In get_lastpostmodified both these queries are run, so the total savings in my case on a quiet server are nearly 0.5 seconds... worth having, I reckon.

I've not created a patch for schema changes before, but I think the only place the change would need to go would be scheme.php? Suggested patch attached.

Attachments (2)

new-keys.diff (569 bytes) - added by simonwheatley 14 years ago.
New indexes for wp_posts
15499.diff (528 bytes) - added by simonwheatley 10 years ago.
Diff to cut the get_lastpostdate call from within get_lastpostmodified

Download all attachments as: .zip

Change History (60)

@simonwheatley
14 years ago

New indexes for wp_posts

#1 @dd32
13 years ago

  • Keywords 3.2-early added
  • Milestone changed from Awaiting Review to Future Release

#2 @pento
12 years ago

  • Keywords 3.2-early removed

These are good keys and should be added.

#3 @nacin
12 years ago

  • Milestone changed from Future Release to 3.5

#4 @simonwheatley
12 years ago

Let me know if there's anything further you need from me for this.

#5 @nacin
12 years ago

I recall barry hesitating for the idea of adding an index to improve a single query.

This query is persistently cached, so this is definitely less of a concern than if we couldn't reasonably cache it.

get_lastpostmodified() is only used in core with 'GMT' (and only for feeds), so I think at most we need to add type_status_modified.

#6 @pento
12 years ago

An index to improve a single query is fine, if that query is run frequently enough.

I don't think using the object cache is a good enough reason to not do this - do that many sites really have a persistent cache? Similarly, I think these indexes would be more helpful on self-hosted sites than they would be harmful on WP.com.
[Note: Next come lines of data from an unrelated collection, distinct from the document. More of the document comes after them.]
PR #1413, opened 2026-08-23
Require structured final reports for agent turns

michaelneale:
## Summary

Callers can opt a non-streaming chat turn into a versioned `report_required` contract. Intermediate tool calls continue normally, while terminal prose or a native final-report proposal becomes one structured report tool call with caller-locked arguments.

The final argument object is rebuilt from only the report body and locked values, so models cannot widen side effects or alter routing. Requests without the extension remain unchanged. Collaboration requests remain inside the configured guardrail flow, and responses with zero or multiple choices fail closed.

## Architecture

- Adds the reusable typed contract and pure OpenAI-response finalizer to `mesh-llm-guardrails`.
- Applies it to direct OpenAI frontend responses and the `model=mesh` MoA gateway.
- Requires a dedicated structured final-report tool; it deliberately does not interpret generic shell commands.

## API

```json
"mesh_collaboration": {
  "mode": "report_required",
  "version": 1,
  "tool": "final_report",
  "body_argument": "content",
  "locked_arguments": {
    "channel": "channel-id",
    "reply_to": "event-id"
  }
}
```

## Validation

At `ed297f768f27ac7e47d1aac76fcaf509e0bd4a42`:

- `cargo test -p mesh-llm-guardrails --lib` — 18 passed
- `cargo test -p openai-frontend --lib` — 188 passed
- `cargo test -p mesh-mixture-of-agents --lib` — 198 passed
- `cargo clippy -p mesh-llm-guardrails --all-targets -- -D warnings`
- `cargo clippy -p openai-frontend --all-targets -- -D warnings`

## Qwen3-8B feasibility probe

Using local Qwen3-8B Q4_K_M with reasoning disabled and a 256-token cap:

| Mode | Valid report call | Exact locked route | Useful body | Errors |
|---|---:|---:|---:|---:|
| No contract | 5/5 | 0/5 | 5/5 | 0/5 |
| `report_required` | 5/5 | 5/5 | 5/5 | 0/5 |

The baseline invented route values. The contract retained the useful semantic body and deterministically enforced caller-authoritative routing. A forced-prose probe also exposed the boundary: textual tool markup can become a structurally valid but polluted report body, so the API guarantees shape/routing, not prose quality.

## Summary by CodeRabbit

- **New Features**
  - Added an opt-in collaboration contract for non-streaming chat completions.
  - Converts generated prose into the required reporting tool call.
  - Supports locked tool arguments and preserves unrelated tool calls.
  - Validates reporting tools and contract settings before processing.

- **Bug Fixes**
  - Rejects invalid contracts, streaming requests, and responses with multiple choices using clear errors.

- **Documentation**
  - Added specification details for collaboration-based reporting workflows.

### DIFF
--- a/crates/mesh-llm-guardrails/src/collaboration.rs
+++ b/crates/mesh-llm-guardrails/src/collaboration.rs
@@ -1,0 +1,324 @@
+use serde::Deserialize;
+use serde_json::{Map, Value};
+
+pub const MESH_COLLABORATION_FIELD: &str = "mesh_collaboration";
+
+#[derive(Debug, Clone, PartialEq, Eq, Deserialize)]
+#[serde(tag = "mode", rename_all = "snake_case", deny_unknown_fields)]
+pub enum CollaborationContract {
+    ReportRequired(ReportRequired),
+}
+
+#[derive(Debug, Clone, PartialEq, Eq, Deserialize)]
+#[serde(deny_unknown_fields)]
+pub struct ReportRequired {
+    pub version: u8,
+    pub tool: String,
+    pub body_argument: String,
+    pub locked_arguments: Map<String, Value>,
+}
+
+#[derive(Debug, Clone, PartialEq, Eq)]
+pub enum CollaborationContractError {
+    Invalid(String),
+    UnknownTool(String),
+    BodyArgumentLocked,
+    ArgumentsDoNotMatchToolSchema(String),
+}
+
+impl std::fmt::Display for CollaborationContractError {
+    fn fmt(&self, f: &mut std::fmt::Formatter<'_>) -> std::fmt::Result {
+        match self {
+            Self::Invalid(reason) => write!(
+                f,
+                "mesh_collaboration must be a valid report_required contract: {reason}"
+            ),
+            Self::UnknownTool(tool) => write!(
+                f,
+                "mesh_collaboration tool `{tool}` is not declared in tools"
+            ),
+            Self::BodyArgumentLocked => {
+                f.write_str("mesh_collaboration body_argument must not also be locked")
+            }
+            Self::ArgumentsDoNotMatchToolSchema(reason) => write!(
+                f,
+                "mesh_collaboration arguments do not match the declared tool schema: {reason}"
+            ),
+        }
+    }
+}
+
+impl std::error::Error for CollaborationContractError {}
+
+impl CollaborationContract {
+    pub fn parse(value: &Value, tools: Option<&Value>) -> Result<Self, CollaborationContractError> {
+        let contract: Self = serde_json::from_value(value.clone())
+            .map_err(|error| CollaborationContractError::Invalid(error.to_string()))?;
+        let report = contract.report_required();
+        if report.version != 1 {
+            return Err(CollaborationContractError::Invalid(
+                "version must be 1".into(),
+            ));
+        }
+        if report.tool.trim().is_empty() || report.body_argument.trim().is_empty() {
+            return Err(CollaborationContractError::Invalid(
+                "tool and body_argument must be non-empty".into(),
+            ));
+        }
+        if report.locked_arguments.contains_key(&report.body_argument) {
+            return Err(CollaborationContractError::BodyArgumentLocked);
+        }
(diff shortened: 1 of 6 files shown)


michaelneale:
This is still in draft

crates/mesh-mixture-of-agents/src/gateway.rs
```diff
@@ -67,7 +67,28 @@ pub async fn handle_turn(config: &GatewayConfig, body: &Value) -> TurnResult {
             )
             .await
         }
+    };
+    if let Some(raw_contract) = body.get(mesh_llm_guardrails::MESH_COLLABORATION_FIELD) {
```
ndizazzo, line 71: The host removes `stream` before `handle_turn`, so this code can't tell that the request was streaming. It finalizes the MoA result instead of rejecting the unsupported contract. Chat SSE can emit the synthesized report call, and Responses SSE can finish with empty output. Please preserve the streaming intent and reject before worker/reducer execution.

crates/mesh-llm-guardrails/src/collaboration.rs
```diff
@@ -0,0 +1,332 @@
...
+    {
+        return Ok(false);
+    }
+    let content = message.get("content").and_then(Value::as_str);
+    let arguments = contract.final_arguments(content, tool_calls.as_ref())?;
+    message.insert("content".into(), Value::Null);
+    message.insert(
+        "tool_calls".into(),
+        serde_json::json!([{
+            "id":"call_mesh_collaboration",
```
ndizazzo, line 259: Every synthesized report reuses this fixed tool-call ID. On a later turn, the session matches the tool result to the first pending call with that ID, which can overwrite the old result and leave the new call unresolved. Please generate a unique ID for each report call and add a multi-turn regression test.

ndizazzo (changes requested):
Needs revision. MoA streaming and repeated report turns both have blocking correctness problems.

Follow-ups:
- Validate locked nested arguments against the full declared schema.
- Treat `tool_calls: []` as a final prose response that still needs the report call.
- Parse invalid contracts before worker/reducer execution so MoA returns the same 400 as the direct backend.
- The branch is currently conflicting with main. Conflict resolution needs fresh Linux coverage.

i386 (approved):
Reviewed the contract design and both integration points. This looks good — approving.

What I verified:

- Fail-closed semantics throughout: undeclared/duplicate tool, non-string body argument, body_argument also locked, schema-rejected locked arguments, and multi-choice or malformed outputs all produce explicit errors rather than passing garbage through.
- Pass-through behavior for intermediate tool calls is preserved in both the gateway (`Ok(false)` no-op) and the guarded backend, so agent loops that investigate before reporting keep working.
- Model-supplied arguments can never override locked routing values (`final_arguments` rebuilds from locked + body only).
- No-contract requests are byte-for-byte unchanged, and streaming is explicitly rejected (documented in the spec).
- Tests cover the four key paths: prose wrapping with locked values, multi-choice rejection, absent contract, and intermediate tool-call pass-through; the spec doc matches the implementation.

One merge-gate note: the red CI runs on the current head are infra cancellations (sccache connection refused → "The operation was canceled"), not test failures — none of the failure logs contain a failing assertion. Please re-run the Linux lane before merging so it lands with a green required check.

crates/mesh-llm-guardrails/src/collaboration.rs
```diff
@@ -0,0 +1,332 @@
...
+        content: Option<&str>,
+        tool_calls: Option<&Value>,
+    ) -> Result<Map<String, Value>, CollaborationOutputError> {
+        let report = self.report_required();
+        let native_arguments = match tool_calls {
+            Some(calls) => arguments_from_single_call(calls, &report.tool)?,
+            None => Map::new(),
+        };
+        let body = native_arguments
+            .get(&report.body_argument)
```
i386, line 124: Non-blocking note from my review: the natural place for a future "retry-without-locked-arguments" behavior to hook in is `final_arguments` — if a caller ever wants to let the model retry a missing report body rather than fail closed, keep the fail-closed default and make any retry explicit at the gateway layer, so the locked-routing guarantee can't be weakened by a refactor here.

I'm not following why we'd do one but not the other - both queries are run every time get_lastpostmodified() is called.

Finally, nobody likes long read locks. :)

#7 follow-ups: @nacin
12 years ago

I didn't catch that get_lastpostmodified() also calls get_lastpostdate(), triggering the other query. Lame.

Here's the thing. I don't know why. get_lastpostdate() wants to know the newest published post. Since it's published, it can't be in the future. get_lastpostmodified() wants to know the latest modified date. There is never going to be a situation that I can think of (aside from manually messing around with the values) where the latest post_modified date in a table is going to be less than the latest post_date in a table.

I think we can just axe the call to get_lastpostdate() from get_lastpostmodified() for the same amount of functionality.

This compare-modified-and-last-post-date thing was introduced, no joke, in [908]. Probably time it got challenged.

#8 @nacin
12 years ago

  • Keywords 3.6-early added
  • Milestone changed from 3.5 to Future Release

#9 @brokentone
11 years ago

The great majority of the time these functions are called are within a feed context, and in fact, they're called multiple times there. Once, in the WP::send_headers() then once for the feed generation. I'm not sure if this query is caching within WP or mysql at all and thus whether the second call is significant, but I would expect it is significant.

I'm looking to remove the first call, and set the headers later in #22742. If there are hesitations to adding the index, then perhaps reducing the query by 1/2 would be another way to deal with this issue. (Although, without a full investigation, I like the index).

#10 @nacin
11 years ago

See also #25358. Would be nice to fix all of this at some point.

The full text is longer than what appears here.